Una situazione che desta preoccupazione e che riporta alla luce una delle malattie che erano ormai sopite da un po’, una di quelle quasi esclusivamente legate alle vicende storiche e letterarie. 

Così, mentre il Ministero della Salute si appresta ad avviare nuove campagne di prevenzione e a rivedere i protocolli di sicurezza negli ospedali e molto probabilmente anche nelle scuole, noi di wellMe.it vi forniamo una piccola guida su tutto ciò che c’è da sapere per essere informati.Cos’è?

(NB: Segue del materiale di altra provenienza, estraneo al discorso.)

PR #396, opened 2022-02-03
L2-214: Dark Modal

lmuntanerDfinity:
# Motivation

Add the dark version of the modal.

# Changes

- Add `dark` prop to `Modal` component.
- Changed `Modal` title to h3. Previous Modal had different sizes for dark and light modals. Some dark modals had long titles. I changed to a midway solution. Old dark modal title was too small.

### DIFF
--- a/frontend/svelte/src/lib/i18n/en.json
+++ b/frontend/svelte/src/lib/i18n/en.json
@@ -65,5 +65,8 @@
     "accepted": "Adopted",
     "executed": "Executed",
     "failed": "Failed"
+  },
+  "modals": {
+    "back": "Back"
   }
 }
--- a/frontend/svelte/src/lib/modals/Modal.svelte
+++ b/frontend/svelte/src/lib/modals/Modal.svelte
@@ -10,6 +10,7 @@
   export let theme: "dark" | "light" = "light";
   // There is no way to know to know whether a parent is listening to the "nnsBack" event
   // https://github.com/sveltejs/svelte/issues/4249#issuecomment-573312191
+  // Please do not use `showBackButton` without listening on `nnsBack`
   export let showBackButton: boolean = false;
 
   let dark: boolean;
--- a/frontend/svelte/src/lib/modals/Modal.svelte
+++ b/frontend/svelte/src/lib/modals/Modal.svelte
@@ -3,16 +3,27 @@
   import { quintOut } from "svelte/easing";
   import IconClose from "../icons/IconClose.svelte";
   import { createEventDispatcher } from "svelte";
+  import IconBack from "../icons/IconBack.svelte";
+  import { i18n } from "../stores/i18n";
 
   export let visible: boolean = false;
+  export let theme: "dark" | "light" = "light";
+  // There is no way to know to know whether a parent is listening to the "nnsBack" event
+  // https://github.com/sveltejs/svelte/issues/4249#issuecomment-573312191
+  export let showBackButton: boolean = false;
+
+  let dark: boolean;
+  $: dark = theme === "dark";
 
   const dispatch = createEventDispatcher();
   const close = () => dispatch("nnsClose");
+  const back = () => dispatch("nnsBack");
 </script>
 
 {#if visible}
   <div
     class="modal"
+    class:dark
     transition:fade
     role="dialog"
     aria-labelledby="modalTitle"
@@ -24,9 +35,15 @@
       class="wrapper"
     >
       <div class="toolbar">
-        <h2 id="modalTitle"><slot name="title" /></h2>
-
-        <button on:click|stopPropagation={close} aria-label="Close"
+        {#if showBackButton}
+          <button
+            class="back"
+            on:click|stopPropagation={back}
+            aria-label={$i18n.modals.back}><IconBack /></button
+          >
+        {/if}
+        <h3 id="modalTitle"><slot name="title" /></h3>
+        <button on:click|stopPropagation={close} aria-label={$i18n.core.close}
           ><IconClose /></button
         >
       </div>
@@ -46,6 +63,28 @@
     inset: 0;
 
     z-index: calc(var(--z-index) + 998);
+
+    &.dark {
+      color: var(--background-contrast);
+
+      .wrapper {
+        background: none;
+      }
+
+      .toolbar {
+        background: var(--gray-50-background);
+        box-shadow: 0 2px 8px var(--background);
+
+        h3,
+        button {
+          color: var(--background-contrast);
+        }
+      }
+
+      .content {
+        background: var(--gray-50-background);
+      }
+    }
   }
 
   .backdrop {
@@ -85,20 +124,23 @@
     background: var(--gray-100);
     color: var(--gray-800);
 
-    display: flex;
-    justify-content: space-between;
+    display: grid;
+    grid-template-columns: var(--icon-width) 1fr var(--icon-width);
 
-    h2 {
+    h3 {
       color: inherit;
       font-weight: 400;
       margin-bottom: 0;
       line-height: 1.5;
+      text-align: center;
+      grid-column-start: 2;
     }
 
     button {
       display: flex;
       justify-content: center;
       align-items: center;
+      padding: 0;
 
       &:active,
       &:focus,
--- a/frontend/svelte/src/lib/components/Checkbox.svelte
+++ b/frontend/svelte/src/lib/components/Checkbox.svelte
@@ -4,7 +4,7 @@
   export let inputId: string;
   export let checked: boolean;
 
-  export let color: "dark" | "light" = "light";
+  export let theme: "dark" | "light" = "light";
   export let text: "block" | "inline" = "inline";
 
   export let selector: string | undefined = undefined;
@@ -19,7 +19,7 @@
 
 <div
   on:click|preventDefault={onClick}
-  class={`checkbox ${color} ${selector || ""}`}
+  class={`checkbox ${theme} ${selector || ""}`}
 >
   <label for={inputId} class={text}><slot /></label>
   <input
--- a/frontend/svelte/src/lib/components/VotingFilters.svelte
+++ b/frontend/svelte/src/lib/components/VotingFilters.svelte
@@ -46,7 +46,7 @@
 <Checkbox
   inputId="hide-unavailable-proposals"
   checked={false}
-  color="dark"
+  theme="dark"
   text="block"
   selector="hide-unavailable-proposals"
   >{$i18n.voting.hide_unavailable_proposals}</Checkbox
--- a/frontend/svelte/src/lib/icons/IconBack.svelte
+++ b/frontend/svelte/src/lib/icons/IconBack.svelte
@@ -1,0 +1,11 @@
+<!-- source: https://material.io/icons/ -->
+<svg
+  xmlns="http://www.w3.org/2000/svg"
+  width="24px"
+  height="24px"
+  viewBox="0 0 24 24"
+  fill="currentColor"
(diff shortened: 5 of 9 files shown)


lmuntanerDfinity:
@nmattia @mstrasinskis please review

Here are the light and dark versions:

Screenshot 2022-02-03 at 13 50 00

Screenshot 2022-02-03 at 13 50 24

frontend/svelte/src/lib/modals/Modal.svelte
```diff
@@ -24,11 +26,13 @@
       class="wrapper"
     >
       <div class="toolbar">
-        <h2 id="modalTitle"><slot name="title" /></h2>
+        <h3 id="modalTitle"><slot name="title" /></h3>
 
-        <button on:click|stopPropagation={close} aria-label="Close"
-          ><IconClose /></button
-        >
+        <div class="button-container">
```
peterpeterparker, line 31: don't get why you wrap the close button in a `div` with an `absolute` positioning?
what cannot be achieve with the current `flex` display?

peterpeterparker (changes requested):

frontend/svelte/src/lib/modals/Modal.svelte
lmuntanerDfinity: I tried, but then the button was not aligned with the title. I used this wrapper to set it the the height of the parent and then align the button in the center.

lmuntanerDfinity: Any idea of how to improve this?

peterpeterparker:
For accessibility reason shouldn't we define a base `color` for the content of the "dark" modal? 

In your first screenshot the content is not contrasting enough.

lmuntanerDfinity:
Good point, I designed in the way that the color is defined in the content, but good point, I can change the color of the content as well.

frontend/svelte/src/lib/modals/Modal.svelte
peterpeterparker: wasn't it previously?

we can have a look next week together.

generally I like to spare dom elements specially those for styling purpose, worth a shot.

lmuntanerDfinity: yes, but now I wanted the title in the middle, like in the dark mode.

But the middle of the whole width, without considering of the button. Therefore, I used display: flex, and to remove the button from the normal flow, I used `position: absolute`. But `position: absolute;` pushed the button to the top.

One option was to hardcode how far from the top the button lives with just `top: XXX`. But I thought this solution is not very responsive. Therefore, I added the extra `div`, that starts at `top: 0` and height of the parent and places the contents (button) in the middle.

peterpeterparker: a display `grid` might solve this but in the nns rewrite, we follow the design of the current app.

however if we see small improvements, we shall proceed. in this case, i see an improvement in constancy if both types of modal present the title with the same alignment. 

finally:

ios = modal title center
material design = dialog & modal title left

since we target both mobile and desktop, kind of feel we follow a style closer to material design.

that's why I suggest then to revert and keep the `space-between` aka align the title to the left in the dark modal as well.

peterpeterparker: speaking of, I just realize the "dark" modal might contains a back button, so we might need a grid anyway 🤪

do you want to foreseen such slot in this PR or should we do this afterwards?

lmuntanerDfinity: And what do we do with the "back arrow", see example below:

Screenshot 2022-02-03 at 15 32 13

That is not in the Material dialogs...

lmuntanerDfinity: I can use a grid, makes sense to me. I can do it here.

peterpeterparker: Yeah would look this this in material-ich

152362902-636fb786-f542-445a-909b-e440289f4c40
ch

let's try grid 🤘

frontend/svelte/src/lib/modals/Modal.svelte
```diff
@@ -85,20 +118,32 @@
     background: var(--gray-100);
     color: var(--gray-800);
 
-    display: flex;
-    justify-content: space-between;
+    display: grid;
```
lmuntanerDfinity, line 121: @peterpeterparker here is the solution with grid.

I avoided using an extra DOM element by using a `margin-left` on the title to make up for the missing back button.

Not super happy, but it's the best idea I got.

frontend/svelte/src/lib/modals/Modal.svelte
```diff
@@ -85,20 +118,32 @@
...
+    &.showBackButton {
+      grid-template-columns: var(--icon-width) 1fr var(--icon-width);
+
+      h3 {
+        margin-left: 0;
+      }
+    }
 
-    h2 {
+    h3 {
```
mstrasinskis, line 132: May I ask why the headline was degraded?

frontend/svelte/src/lib/modals/Modal.svelte
peterpeterparker: cool no extra dom element 👍

regarding spacing, `grid-column-start` ?

```
display: grid;
    grid-template-columns: var(--icon-width) 1fr var(--icon-width);

    h3 {
      color: inherit;
      font-weight: 400;
      margin-bottom: 0;
      line-height: 1.5;
      text-align: center;
      grid-column-start: 2;
    }
```

peterpeterparker: with above `.showBackButton` can be removed too

frontend/svelte/src/lib/modals/Modal.svelte
lmuntanerDfinity: The be consistent with Dark and Light modals. In the previous design, the light modal had a way bigger title than the light because in the dark some titles were longer.

To be consistent and still allow for longer titles, I think it made sense to reduce.

Do you think that semantically, a h2 is better fitted here?

frontend/svelte/src/lib/modals/Modal.svelte
lmuntanerDfinity: good point!

lmuntanerDfinity: @peterpeterparker change done!

frontend/svelte/src/lib/modals/Modal.svelte
mstrasinskis: Thank for description. Semantically I think h2 would be more preferable but it's totally not critical especially if we rebuild everything later :D

frontend/svelte/src/lib/modals/Modal.svelte
peterpeterparker: cool 👍

lmuntanerDfinity:
@peterpeterparker @nmattia @mstrasinskis ready for another review

frontend/svelte/src/lib/modals/Modal.svelte
```diff
@@ -24,8 +31,12 @@
       class="wrapper"
     >
       <div class="toolbar">
-        <h2 id="modalTitle"><slot name="title" /></h2>
-
+        {#if showBackButton}
+          <button class="back" on:click|stopPropagation={back} aria-label="Back"
```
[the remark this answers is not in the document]
lmuntanerDfinity: Done!

lmuntanerDfinity:
@peterpeterparker ready for review

peterpeterparker:
I did a try locally, looks good 👍.

However, doing so I noticed an inconsistency in the declaration of the dark property.

In this PR - in the `<Modal />`:

```
export let dark: boolean = false;
```

In the existing `<Checkbox />`:

```
export let color: "dark" | "light" = "light";
```

I think it would be good to have a consistent approach.

I kind of rather like the one of the checkbox because it feels maybe a bit more readable when used (`color="light"` vs `dark={false}`). What do you think @lmuntanerDfinity, any preferences?

frontend/svelte/src/lib/i18n/en.json
```diff
@@ -64,5 +64,9 @@
     "accepted": "Adopted",
     "executed": "Executed",
     "failed": "Failed"
+  },
+  "modals": {
+    "close": "Close",
```
nmattia, line 69: I think we can stick to [a single close](https://github.com/dfinity/nns-dapp/blob/1d5aa2c60606a33ae29c8f39959505a8f96976e9/frontend/svelte/src/lib/i18n/en.json#L3) for now

frontend/svelte/src/lib/modals/Modal.svelte
```diff
@@ -3,16 +3,24 @@
...
   import IconClose from "../icons/IconClose.svelte";
   import { createEventDispatcher } from "svelte";
+  import IconBack from "../icons/IconBack.svelte";
+  import { i18n } from "../stores/i18n";
 
   export let visible: boolean = false;
+  export let dark: boolean = false;
+  // There is no way to know to know whether a parent is listening to the "nnsBack" event
+  // https://github.com/sveltejs/svelte/issues/4249#issuecomment-573312191
+  export let showBackButton: boolean = false;
```
nmattia, line 13: so someone using this modal should only ever `showBackButton=true` if they listen `on:nnsBack`? Can we add a note about this?

lmuntanerDfinity: Another option is to use a callback: "onBack" for example. I can check for the presence of that and show/hide the arrow.

But the callback is not the pattern you are using now.

Where else do you propose to add a note? That's why I added the comment here.

frontend/svelte/src/lib/i18n/en.json
lmuntanerDfinity: 👍

lmuntanerDfinity:
> I did a try locally, looks good 👍.
> 
> However, doing so I noticed an inconsistency in the declaration of the dark property.
> 
> In this PR - in the `<Modal />`:
> 
> ```
> export let dark: boolean = false;
> ```
> 
> In the existing `<Checkbox />`:
> 
> ```
> export let color: "dark" | "light" = "light";
> ```
> 
> I think it would be good to have a consistent approach.
> 
> I kind of rather like the one of the checkbox because it feels maybe a bit more readable when used (`color="light"` vs `dark={false}`). What do you think @lmuntanerDfinity, any preferences?

I don't have a strong opinion on the pattern.

But yes, for the name of the prop. I'd rather call it "theme" than "color". Is that ok?

I can rename Checkbox and change it in the modal.

peterpeterparker:
@lmuntanerDfinity `theme` works for me. let's go for it 👍 . sure please also refactor `<Checkbox />`, thx!

```
export let theme: "dark" | "light" = "light";
```

lmuntanerDfinity:
@peterpeterparker changes applied

peterpeterparker (approved):
@lmuntanerDfinity LGTM, thanks!

I already approve it so that it won't be blocked but please do first resolve @nmattia open questions before merging it.

lmuntanerDfinity:
@peterpeterparker ready for one (last?) review 😅

frontend/svelte/src/lib/modals/Modal.svelte
nmattia: The comment isn't particularly clear, in particular it doesn't explicitly tell you to use both or neither. Maybe a line about this before the `export` list?

lmuntanerDfinity: done!

nmattia (approved):
LGTM!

La Tubercolosi, detta anche Tisi e in sigla TBC, è una malattia infettiva causata da micobatteri, nello specifico dal Mycobacterium Tubercolosis, noto come Bacillo di Koch. Interessa maggiormente i polmoni (Tubercolosi polmonare), ma può colpire anche l’apparato circolatorio, il sistema nervoso centrale, il sistema linfatico, l’apparato uro-genitale; ed ancora l’intestino, le ossa, i reni, le tonsille, il fegato, l’esofago, i vasi sanguigni e perfino la cute. Questa malattia possono contrarla persone di tutte le età, stato sociale e nazionalità e può colpire anche gli animali, specie quelli d’allevamento.Diversamente da altre patologie infettive, non ha un periodo di incubazione specifico: solitamente, dopo il contatto con il bacillo, il sistema immunitario riesce a contenere l’infezione eliminando i batteri; alcuni di essi però possono restare latenti nel corpo per lunghi periodi fin quando un indebolimento delle difese immunitarie dell’organismo da loro l’opportunità di moltiplicarsi e provocare le manifestazioni tipiche della tubercolosi.I dati statistici ed epidemiologici indicano che più del 90% delle persone che hanno contratto l’infezione tubercolare non svilupperanno mai la malattia; nel rimanente 10%, l’infezione può evolversi in patologia nel giro di qualche settimana così come molti anni dopo il contagio. Le persone immunosoppresse o giovani bambini sono maggiormente soggetti a sviluppare la malattia attiva.

Quali sintomi presenta?

La sintomatologia generale include febbre (soprattutto serale), pallore, brividi, sudorazione notturna, stanchezza facile, scarso appetito e perdita di peso. In caso di infezione polmonare si presentano, invece, sintomi più specifici come dolori al torace, tosse persistente (della durata maggiore a tre settimane) e perfino emissione orale di sangue.

L’infezione, però, può diffondersi dai polmoni ad altri organi causando diversi tipi di TBC, che presentano sintomi differenti a seconda della parte del corpo colpita, del micobatterio scatenante e del modo in cui reagisce il sistema immunitario.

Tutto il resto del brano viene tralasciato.